## DATA FOR THIS EXERCISE
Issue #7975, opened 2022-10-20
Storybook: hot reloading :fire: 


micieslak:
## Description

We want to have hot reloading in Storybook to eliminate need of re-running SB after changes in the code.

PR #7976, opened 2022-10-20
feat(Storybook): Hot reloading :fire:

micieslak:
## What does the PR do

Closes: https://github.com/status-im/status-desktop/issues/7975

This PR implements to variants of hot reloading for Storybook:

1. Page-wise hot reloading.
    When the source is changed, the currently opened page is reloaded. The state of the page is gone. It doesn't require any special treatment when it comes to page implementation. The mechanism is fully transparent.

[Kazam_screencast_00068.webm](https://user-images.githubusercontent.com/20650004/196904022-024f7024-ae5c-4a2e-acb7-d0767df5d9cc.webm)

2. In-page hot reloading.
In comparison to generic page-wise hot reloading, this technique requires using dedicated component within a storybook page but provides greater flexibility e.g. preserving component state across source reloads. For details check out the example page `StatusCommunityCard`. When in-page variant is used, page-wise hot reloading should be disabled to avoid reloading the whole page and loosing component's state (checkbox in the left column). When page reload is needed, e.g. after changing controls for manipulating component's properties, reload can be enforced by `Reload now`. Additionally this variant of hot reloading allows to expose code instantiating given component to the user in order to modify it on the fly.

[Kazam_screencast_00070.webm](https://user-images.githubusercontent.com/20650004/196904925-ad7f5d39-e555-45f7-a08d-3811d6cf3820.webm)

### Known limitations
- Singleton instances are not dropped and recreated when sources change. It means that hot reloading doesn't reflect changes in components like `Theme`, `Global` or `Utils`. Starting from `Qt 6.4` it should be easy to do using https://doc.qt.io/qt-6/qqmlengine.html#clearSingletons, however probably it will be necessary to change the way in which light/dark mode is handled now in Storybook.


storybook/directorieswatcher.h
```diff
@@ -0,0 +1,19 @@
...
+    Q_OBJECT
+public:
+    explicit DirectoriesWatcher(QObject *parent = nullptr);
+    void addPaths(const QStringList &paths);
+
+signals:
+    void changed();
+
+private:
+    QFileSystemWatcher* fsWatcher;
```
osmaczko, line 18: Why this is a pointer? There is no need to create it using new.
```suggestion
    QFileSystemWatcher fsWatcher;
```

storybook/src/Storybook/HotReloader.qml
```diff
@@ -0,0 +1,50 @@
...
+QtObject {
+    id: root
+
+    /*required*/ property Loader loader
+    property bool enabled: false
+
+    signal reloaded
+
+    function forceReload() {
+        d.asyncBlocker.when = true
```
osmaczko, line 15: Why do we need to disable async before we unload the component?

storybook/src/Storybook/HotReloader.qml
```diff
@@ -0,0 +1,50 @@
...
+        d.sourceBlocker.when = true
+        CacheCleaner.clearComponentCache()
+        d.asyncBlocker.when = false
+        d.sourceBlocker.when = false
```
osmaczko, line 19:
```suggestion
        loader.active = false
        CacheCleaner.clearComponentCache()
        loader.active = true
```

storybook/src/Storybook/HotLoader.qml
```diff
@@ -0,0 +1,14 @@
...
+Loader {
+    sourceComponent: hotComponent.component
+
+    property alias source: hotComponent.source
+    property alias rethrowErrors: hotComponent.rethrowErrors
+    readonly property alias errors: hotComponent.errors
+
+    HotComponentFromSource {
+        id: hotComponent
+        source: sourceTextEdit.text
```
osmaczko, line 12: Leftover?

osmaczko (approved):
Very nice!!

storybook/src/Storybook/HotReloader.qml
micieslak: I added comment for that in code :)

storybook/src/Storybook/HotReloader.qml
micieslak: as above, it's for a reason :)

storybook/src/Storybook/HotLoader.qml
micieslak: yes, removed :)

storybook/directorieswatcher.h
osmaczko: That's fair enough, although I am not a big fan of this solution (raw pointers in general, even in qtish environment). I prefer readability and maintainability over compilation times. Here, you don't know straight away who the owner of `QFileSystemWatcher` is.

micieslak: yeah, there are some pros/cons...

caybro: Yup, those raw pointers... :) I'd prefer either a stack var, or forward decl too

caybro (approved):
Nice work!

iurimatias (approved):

## YOUR TASK
Copy out the listing above, line by line and exactly, from its first line to the line holding "When the source", inclusive.

## TASK ANSWER
Issue #7975, opened 2022-10-20
Storybook: hot reloading :fire: 


micieslak:
## Description

We want to have hot reloading in Storybook to eliminate need of re-running SB after changes in the code.

PR #7976, opened 2022-10-20
feat(Storybook): Hot reloading :fire:

micieslak:
## What does the PR do

Closes: https://github.com/status-im/status-desktop/issues/7975

This PR implements to variants of hot reloading for Storybook:

1. Page-wise hot reloading.
    When the source is changed, the currently opened page is reloaded. The state of the page is gone. It doesn't require any special treatment when it comes to page implementation. The mechanism is fully transparent.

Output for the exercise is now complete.